The law permits a minor to seek a judicial bypass, essentially asking a judge for permission to have an abortion without notice to the patient’s legal guardian.
Moeller says abortions are the only procedure in pregnancy that require notification; a young woman could have potentially dangerous procedures as part of the pregnancy without any parental involvement.
Her attempt to repeal the notification law did not advance during the 2021 regular legislative session that ended in May, despite Democratic supermajorities in the General Assembly and a legislative makeup similar to the one that approved the Reproductive Health Act.
But Moeller is hopeful it will pass when legislators resume meeting — their earliest chance could be Thursday, when the legislature will be back at the statehouse for a special session focused on an energy package.
Abortion rights legislators may be galvanized by the Texas law, especially as Planned Parenthood’s Welch suspects other states may soon copy it.

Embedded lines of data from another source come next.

PR #686, opened 2023-07-14
Support shared library build

uilianries:
So far is only possible to build Unity as static library, but actually it would be nice if was possible to not enforce only static, but enabling both configurations.

This pull request removes the STATIC directive from `add_library` and exports all symbols when building on Windows, only when as shared.

Plus, I added an entire workflow to validate Unity with CMake, building as static and shared library.

### DIFF
--- a/CMakeLists.txt
+++ b/CMakeLists.txt
@@ -14,7 +14,7 @@ cmake_minimum_required(VERSION 3.12)
 # Read src/unity.h file and get project version from it
 set(UNITY_HEADER "src/unity.h")
 
-file(STRINGS "${UNITY_HEADER}" UNITY_HEADER_CONTENT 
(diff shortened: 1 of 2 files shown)


CMakeLists.txt
```diff
@@ -144,16 +145,23 @@ target_compile_options(${PROJECT_NAME}
         >
 )
 
+target_compile_definitions(${PROJECT_NAME}
+    PRIVATE
+        # Enable shared library
+        $<$<BOOL:${BUILD_SHARED_LIBS}>:UNITY_SKIP_DEFAULT_RUNNER>
```
AJIOB, line 151: What about adding option for `BUILD_SHARED_LIBS`, as described [in cmake docs](https://cmake.org/cmake/help/latest/variable/BUILD_SHARED_LIBS.html)?

Issue #616, opened 2022-06-14
Prevent unity from bailing on failed tests


lmapii:
I'm using unity on target and it works beautifully. However, when I have a test that fails, then all the other tests are skipped without any output due to the `UNITY_FAIL_AND_BAIL` macro in the assertion functions (leading to `TEST_ABORT`).

So far the only way to prevent this is to define `UNITY_EXCLUDE_SETJMP_H` in my `unity_conf.h` file, which might have some impact on mocking. Is there no other way to do this? I've never seen this behaviour when using *ceedling*, there the test execution continues on failures.

mvandervoord:
Hi.

Unity aborts the current test on a failure (when used by itself or with Ceedling). It's the "current test" portion that is important here. In either case, it should move on to the next test.

My suspicion is that something about your structure on your target tests isn't quite right. Maybe all your tests are getting called from a single RUN_TEST() call? Maybe you don't have RUN_TEST() wrappers around your tests at all? Depending on your target, people also can run into situations where their tests run into memory problems, and Unity has no way to recover from it and so execution just stops.

Are you using a generated test runner or are you creating your own? If the latter, it'd be good to see an example of what that looks like. 

Are you using the default RUN_TEST macro, or have you created your own? If the latter, it'd be good to see that as well. :)

lmapii:
Sorry, providing more information: My test runner is created manually, it runs within an OS task:

```c
void Task00(...)
{
    // <snip>
    // UNITY_BEGIN() is called from the startup hooks
    RUN_TEST(TestDopFun);
    RUN_TEST(TestDopOwner);
    RUN_TEST(TestPwmOwner);
    RUN_TEST(TestPwmFun);
    RUN_TEST(TestLpoOwner);
    RUN_TEST(TestLpoFun);
    UNITY_END();
    __asm("debug");
}
```
When everything is OK I'm seeing all results correctly (handled via the debugger interface):
```
../Application/TestOwner/src/TestDop.c:50:TestDopFun:PASS
../Application/TestOwner/src/TestDop.c:51:TestDopOwner:PASS
../Application/TestOwner/src/TestPwm.c:52:TestPwmOwner:PASS
../Application/TestOwner/src/TestPwm.c:53:TestPwmFun:PASS
../Application/TestOwner/src/TestLpo.c:54:TestLpoOwner:PASS
../Application/TestOwner/src/TestLpo.c:55:TestLpoFun:PASS

-----------------------
[...]

PR #695, opened 2023-08-29
Allow user-defined TEST_PROTECT & TEST_ABORT macros

fkjagodzinski:
This update covers use cases where:
- Unity is used to provide the assertion macros only, and an external test harness/runner is used for test orchestration/reporting, e.g. [Mbed OS](https://github.com/ARMmbed/mbed-os/blob/master/features/frameworks/unity/README.md#unity-unit-testing-for-c).
- Calling `longjmp` on a given platform is possible, but has a platform-specific (or implementation-specific) set of prerequisites, e.g. privileged access level. Which has been mentioned in https://github.com/ThrowTheSwitch/Unity/issues/616#issuecomment-1155219717.

Enable project-specific customisation of `TEST_PROTECT` and `TEST_ABORT` macros:
- Use the user-defined `UNITY_TEST_ABORT` if available; fall back to default behaviour otherwise.
- Use the user-defined `UNITY_TEST_PROTECT` if available; fall back to default behaviour otherwise.
- These may be defined independently.

### DIFF
--- a/docs/UnityConfigurationGuide.md
+++ b/docs/UnityConfigurationGuide.md
@@ -399,6 +399,68 @@ _Example:_
 #define UNITY_EXCLUDE_SETJMP
 ```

“I think it’s going to be a little bit of a race to the bottom for some of our surrounding states to see which of them can pass a similar law the quickest,” Welch said, including Kentucky and Missouri. “When the Supreme Court, we’ll say ‘punted’ last week by not stopping this law from becoming effective when the case wound through the courts, then every state that wants to have a restriction like this felt emboldened to give that a try.”
She wants Illinois women to know that despite the Texas law, abortions are still legal in Illinois, and safe care is available at Planned Parenthood’s 17 clinics and telehealth option.
“We have to be honest about what this law does, and the thing that we’re still struggling with, even in Illinois where abortion is safe – the question is, is it really accessible? Because we know that a system of disinvestment and racism has meant that health care isn’t everywhere,” Welch said. “People with wealth and means and transportation and the ability to take multiple days off of work will be able to travel for care. But people who already have barriers to health care, people who are in those exact communities that have been most impacted by the COVID pandemic – Black and brown people, people in rural communities, people in health care deserts, they’re most impacted by this law and they will really have the challenges of finding the funds and the time and the childcare to travel for care because of this horrible Texas law.”
That Illinois welcomes those from states with severe restrictions on abortions to have the procedure here is among Illinois Right to Life’s chief concerns.
“All of our surrounding states have very protective pro-life laws. Missouri, in fact, basically has no abortion any more,” Gehrke said. “Wisconsin, Indiana and Iowa too are states with lots of pro-life protective laws. Illinois on the other hand is an island of abortion extremism right in the middle of the nation. And Gov. Pritzker has made no secret of the fact that he wants Illinois to be an abortion destination for women not only in the Midwest but throughout the country. Illinois’ abortion laws are really, really out of touch with what the rest of the nation would find reasonable.”
The governor last week said he was “very concerned” about the Texas abortion ban, and that he is focused on making sure Illinois is a “beacon of hope for women who need reproductive health.”
“Shame on those Texas lawmakers for taking away not just women’s rights, but women’s health,” said Pritzker, a Democrat. “Banning abortion does not keep women safe.”
Pritzker in July signed a law that makes birth control available without a prescription. Come January, pharmacists will be able to dispense hormonal birth control without a doctor’s order.